WHAT THE EXERCISE ASKS
Please print the records below exactly as they are written.

Stored data entries:
PR #1136, opened 2021-09-18
MusicXML import: Stop duplicating MetronomeMarks in multi-staff parts

### LINKED ISSUE #1133: [Decision needed] Musicxml import produces MetronomeMark objects for each staff of multistaff part
**music21 version**
dev

**Problem summary**
Importing multistaff parts from musicxml (e.g. keyboard), produces MetronomeMark objects on each `PartStaff`. Great for querying. Exporting, though, will print the marks on both staves.

**Steps to reproduce**

Insert the tag @greg-chapman-dev mentioned in https://github.com/cuthbertLab/music21/pull/1131#issuecomment-921190744 into corpus/demos/two-parts.xml
```
   </direction>
      <direction placement="above">
        <direction-type>
          <metronome parentheses="no">
            <beat-unit>eighth</beat-unit>
            <per-minute>82</per-minute>
      </metronome>
    </direction-type>
    <staff>1</staff>
    <sound tempo="41" />
```
```
>>> s = corpus.parse('demos/two-parts', forceSource=True)
>>> len(s[tempo.MetronomeMark])
2
```

A design decision is needed here. Since inception music21 has been prioritizing extraction and querying of piano music over exporting it. I got export working in v.6.5 about a year ago, and now we're growing into the edge cases.

From a totally pedantic stream representation standpoint, there is no MetronomeMark in the second PartStaff, so maybe it shouldn't be there. I just tested if we can still query for it from the stream context. We can, using some of the new tools in v7, but it's involved:

I deleted the second metronome mark:
```python
>>> len(s.parts.last()["Measure"][0]["MetronomeMark"])  # I removed the superfluous tempo mark
0
>>> s.parts.last()["Measure"][0].getContextByClass('MetronomeMark') is None
True
>>> s.parts.last()["Measure"][0].getContextByClass('MetronomeMark', getElementMethod='all') 
<music21.tempo.MetronomeMark andantino Eighth=82.0>
```

So we need to decide on the stream representation.

jacobtylerwalls:
Fixes #1133

### DIFF
--- a/music21/corpus/demos/two-parts.xml
+++ b/music21/corpus/demos/two-parts.xml
@@ -146,6 +146,16 @@
     <voice>1</voice>
     <staff>1</staff>
    </direction>
+   <direction placement="above">
+    <direction-type>
+     <metronome parentheses="no">
+      <beat-unit>eighth</beat-unit>
+      <per-minute>82</per-minute>
+     </metronome>
+    </direction-type>
+    <staff>1</staff>
+    <sound tempo="41" />
+   </direction>
    <note default-x="88">
     <rest />
     <duration>128</duration>
--- a/music21/musicxml/xmlToM21.py
+++ b/music21/musicxml/xmlToM21.py
@@ -1710,6 +1710,7 @@ class PartParser(XMLParserBase):
             'GeneralNote',
             'KeySignature',
             'StaffLayout',
+            'TempoIndication',
             'TimeSignature',
         ]
 
@@ -6172,6 +6173,13 @@ class Test(unittest.TestCase):
         # has only sound tempo=x tag
         # s = converter.parse(testPrimitive.articulations01)
         # s.show()
+
+    def testImportMetronomeMarksC(self):
+        '''Import tempo into only the first PartStaff'''
+        from music21 import corpus
+        s = corpus.parse('demos/two-parts')
+        self.assertEqual(len(s.parts.first()[tempo.MetronomeMark]), 1)
+        self.assertEqual(len(s.parts.last()[tempo.MetronomeMark]), 0)
 
     def testImportGraceNotesA(self):
         # test importing from musicxml


jacobtylerwalls:
@greg-chapman-dev I know you are probably more in favor of removing the mark altogether, but there may be other projects depending on it being there, so I was thinking at least preventing display is a good compromise. (And consistent with MIDI import.) You could write to code to filter or delete marks with this attribute. Any thoughts?

gregchapman-dev:
Yeah, you’re right about my preference… 

In my Humdrum exporter I normally output hidden items (marked as hidden in the resulting Humdrum file, of course), since editors of library versions of historical (often handwritten) scores often put hidden things in the scores for librarian-ish reasons, and they really want them there.  They represent things that were implied by the score (perhaps because of some notational idiosyncrasies of a particular historical era), but not visible in the score.

So I’m not particularly happy to add humdrum exporter code that removes hidden MetronomeMarks that may have been put there on purpose by library folks.

I’m also not particularly happy to export hidden MetronomeMarks that were only put there in a MusicXML file by music21 for backward compatibility reasons.

I want to make sure I am understanding exactly what you are doing with these marks:

You are only adding hidden MetronomeMarks during export to MusicXML files from PartStaff-containing Scores, right?

So this isn’t really a music21 API/stream backward-compatibility issue (music21 doesn’t add these hidden MetronomeMarks during import, or during makeNotation(), or…).  It’s that you are trying to create MusicXML files that meet some peoples' possibly-existing expectations… But music21 is not the only creator of MusicXML files, so no matter what you do, those expectations are unreasonable, unless Finale, MuseScore, and others also have added these hidden MetronomeMarks for a while now.

OK, that’s my whole argument, best I can do. :-)

If you really can’t remove the mark altogether, I guess I could do something like “remove hidden MetronomeMarks from PartStaffs (not Parts) that are exactly the same as a visible MetronomeMark at the exact same time offset in another PartStaff (not Part)”.  Does that match what you’re currently doing?

Greg

jacobtylerwalls:
Ah, I made a faulty assumption. The "bug" of creating duplicate `MetronomeMark`s is not since inception, and not since the part staff exporter introduction in 6.5, it's only since the optimization 01597856f0ad7e4f113c05aab27706625aed82f8 (6.7). So only about nine months of code that might be depending on it.

The original proposal on this branch was to fix the bug but then add back some "implicit" `MetronomeMark` objects in the left hand to help folks query, but now I think there's no reason to have them. Folks can always use the snippet from #1133 if they need to query the tempo from the context.

I'll push a commit dropping the "implicit" marks I was inventing and then, I think we'll both be satisfied. Let's also see what Myke thinks. 👍🏻

jacobtylerwalls:
## Squash this PR ##
to avoid misleading commit messages

mscuthbert:
I think that the current (post 6.7) approach is better for analysis functions.   How long do measures 22-27 in the left hand of the piano last?  getContextByClass() does not know to look at the r.h. to get the current metronome mark.  I think that it needs to be in the music21 stream because of the way we use PartStaffs.  But I'm happy to have an attribute that says "drop it on output" or to have it dropped on output if it's identical to the same element in the previous PartStaff.

There's definitely no guarantee for any file format that loading into music21 and exporting will produce identical code.  Not producing two metronome marks for the piano would be very nice though.

jacobtylerwalls:
> getContextByClass() does not know to look at the r.h. to get the current metronome mark. 

Actually, maybe, I think it does:

```
>>> len(s.parts.last()["Measure"][0]["MetronomeMark"])  # I removed the superfluous tempo mark
0
>>> s.parts.last()["Measure"][0].getContextByClass('MetronomeMark') is None
True
>>> s.parts.last()["Measure"][0].getContextByClass('MetronomeMark', getElementMethod='all') 
<music21.tempo.MetronomeMark andantino Eighth=82.0>
```

And so my thought would be, maybe we make this easier to do with a property or something?

Otherwise I'm not sure I see a solution -- numberImplicit is least bad, though we're still adding things; and I think hideObjectOnPrint doesn't even work (we ran this by Michael Good IIRC).

mscuthbert:
Ah, yes, if hideObjectOnPrint doesn't work for musicxml output then it IS better to not duplicate.  So is the PR good to merge then?

jacobtylerwalls:
Yeah, it's ready for merge.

EXERCISE SOLUTION
PR #1136, opened 2021-09-18
MusicXML import: Stop duplicating MetronomeMarks in multi-staff parts

### LINKED ISSUE #1133: [Decision needed] Musicxml import produces MetronomeMark objects for each staff of multistaff part
**music21 version**
dev

**Problem summary**
Importing multistaff parts from musicxml (e.g. keyboard), produces MetronomeMark objects on each `PartStaff`. Great for querying. Exporting, though, will print the marks on both staves.

**Steps to reproduce**

Insert the tag @greg-chapman-dev mentioned in https://github.com/cuthbertLab/music21/pull/1131#issuecomment-921190744 into corpus/demos/two-parts.xml
```
   </direction>
      <direction placement="above">
        <direction-type>
          <metronome parentheses="no">
            <beat-unit>eighth</beat-unit>
            <per-minute>82</per-minute>
      </metronome>
    </direction-type>
    <staff>1</staff>
    <sound tempo="41" />
```
```
>>> s = corpus.parse('demos/two-parts', forceSource=True)
>>> len(s[tempo.MetronomeMark])
2
```

A design decision is needed here. Since inception music21 has been prioritizing extraction and querying of piano music over exporting it. I got export working in v.6.5 about a year ago, and now we're growing into the edge cases.

From a totally pedantic stream representation standpoint, there is no MetronomeMark in the second PartStaff, so maybe it shouldn't be there. I just tested if we can still query for it from the stream context. We can, using some of the new tools in v7, but it's involved:

I deleted the second metronome mark:
```python
>>> len(s.parts.last()["Measure"][0]["MetronomeMark"])  # I removed the superfluous tempo mark
0
>>> s.parts.last()["Measure"][0].getContextByClass('MetronomeMark') is None
True
>>> s.parts.last()["Measure"][0].getContextByClass('MetronomeMark', getElementMethod='all') 
<music21.tempo.MetronomeMark andantino Eighth=82.0>
```

So we need to decide on the stream representation.

jacobtylerwalls:
Fixes #1133

### DIFF
--- a/music21/corpus/demos/two-parts.xml
+++ b/music21/corpus/demos/two-parts.xml
@@ -146,6 +146,16 @@
     <voice>1</voice>
     <staff>1</staff>
    </direction>
+   <direction placement="above">
+    <direction-type>
+     <metronome parentheses="no">
+      <beat-unit>eighth</beat-unit>
+      <per-minute>82</per-minute>
+     </metronome>
+    </direction-type>
+    <staff>1</staff>
+    <sound tempo="41" />
+   </direction>
    <note default-x="88">
     <rest />
     <duration>128</duration>
--- a/music21/musicxml/xmlToM21.py
+++ b/music21/musicxml/xmlToM21.py
@@ -1710,6 +1710,7 @@ class PartParser(XMLParserBase):
             'GeneralNote',
             'KeySignature',
             'StaffLayout',
+            'TempoIndication',
             'TimeSignature',
         ]
 
@@ -6172,6 +6173,13 @@ class Test(unittest.TestCase):
         # has only sound tempo=x tag
         # s = converter.parse(testPrimitive.articulations01)
         # s.show()
+
+    def testImportMetronomeMarksC(self):
+        '''Import tempo into only the first PartStaff'''
+        from music21 import corpus
+        s = corpus.parse('demos/two-parts')
+        self.assertEqual(len(s.parts.first()[tempo.MetronomeMark]), 1)
+        self.assertEqual(len(s.parts.last()[tempo.MetronomeMark]), 0)
 
     def testImportGraceNotesA(self):
         # test importing from musicxml


jacobtylerwalls:
@greg-chapman-dev I know you are probably more in favor of removing the mark altogether, but there may be other projects depending on it being there, so I was thinking at least preventing display is a good compromise. (And consistent with MIDI import.) You could write to code to filter or delete marks with this attribute. Any thoughts?

gregchapman-dev:
Yeah, you’re right about my preference… 

In my Humdrum exporter I normally output hidden items (marked as hidden in the resulting Humdrum file, of course), since editors of library versions of historical (often handwritten) scores often put hidden things in the scores for librarian-ish reasons, and they really want them there.  They represent things that were implied by the score (perhaps because of some notational idiosyncrasies of a particular historical era), but not visible in the score.

So I’m not particularly happy to add humdrum exporter code that removes hidden MetronomeMarks that may have been put there on purpose by library folks.

I’m also not particularly happy to export hidden MetronomeMarks that were only put there in a MusicXML file by music21 for backward compatibility reasons.

I want to make sure I am understanding exactly what you are doing with these marks:

You are only adding hidden MetronomeMarks during export to MusicXML files from PartStaff-containing Scores, right?

So this isn’t really a music21 API/stream backward-compatibility issue (music21 doesn’t add these hidden MetronomeMarks during import, or during makeNotation(), or…).  It’s that you are trying to create MusicXML files that meet some peoples' possibly-existing expectations… But music21 is not the only creator of MusicXML files, so no matter what you do, those expectations are unreasonable, unless Finale, MuseScore, and others also have added these hidden MetronomeMarks for a while now.

OK, that’s my whole argument, best I can do. :-)

If you really can’t remove the mark altogether, I guess I could do something like “remove hidden MetronomeMarks from PartStaffs (not Parts) that are exactly the same as a visible MetronomeMark at the exact same time offset in another PartStaff (not Part)”.  Does that match what you’re currently doing?

Greg

jacobtylerwalls:
Ah, I made a faulty assumption. The "bug" of creating duplicate `MetronomeMark`s is not since inception, and not since the part staff exporter introduction in 6.5, it's only since the optimization 01597856f0ad7e4f113c05aab27706625aed82f8 (6.7). So only about nine months of code that might be depending on it.

The original proposal on this branch was to fix the bug but then add back some "implicit" `MetronomeMark` objects in the left hand to help folks query, but now I think there's no reason to have them. Folks can always use the snippet from #1133 if they need to query the tempo from the context.

I'll push a commit dropping the "implicit" marks I was inventing and then, I think we'll both be satisfied. Let's also see what Myke thinks. 👍🏻

jacobtylerwalls:
## Squash this PR ##
to avoid misleading commit messages

mscuthbert:
I think that the current (post 6.7) approach is better for analysis functions.   How long do measures 22-27 in the left hand of the piano last?  getContextByClass() does not know to look at the r.h. to get the current metronome mark.  I think that it needs to be in the music21 stream because of the way we use PartStaffs.  But I'm happy to have an attribute that says "drop it on output" or to have it dropped on output if it's identical to the same element in the previous PartStaff.

There's definitely no guarantee for any file format that loading into music21 and exporting will produce identical code.  Not producing two metronome marks for the piano would be very nice though.

jacobtylerwalls:
> getContextByClass() does not know to look at the r.h. to get the current metronome mark. 

Actually, maybe, I think it does:

```
>>> len(s.parts.last()["Measure"][0]["MetronomeMark"])  # I removed the superfluous tempo mark
0
>>> s.parts.last()["Measure"][0].getContextByClass('MetronomeMark') is None
True
>>> s.parts.last()["Measure"][0].getContextByClass('MetronomeMark', getElementMethod='all') 
<music21.tempo.MetronomeMark andantino Eighth=82.0>
```

And so my thought would be, maybe we make this easier to do with a property or something?

Otherwise I'm not sure I see a solution -- numberImplicit is least bad, though we're still adding things; and I think hideObjectOnPrint doesn't even work (we ran this by Michael Good IIRC).

mscuthbert:
Ah, yes, if hideObjectOnPrint doesn't work for musicxml output then it IS better to not duplicate.  So is the PR good to merge then?

jacobtylerwalls:
Yeah, it's ready for merge.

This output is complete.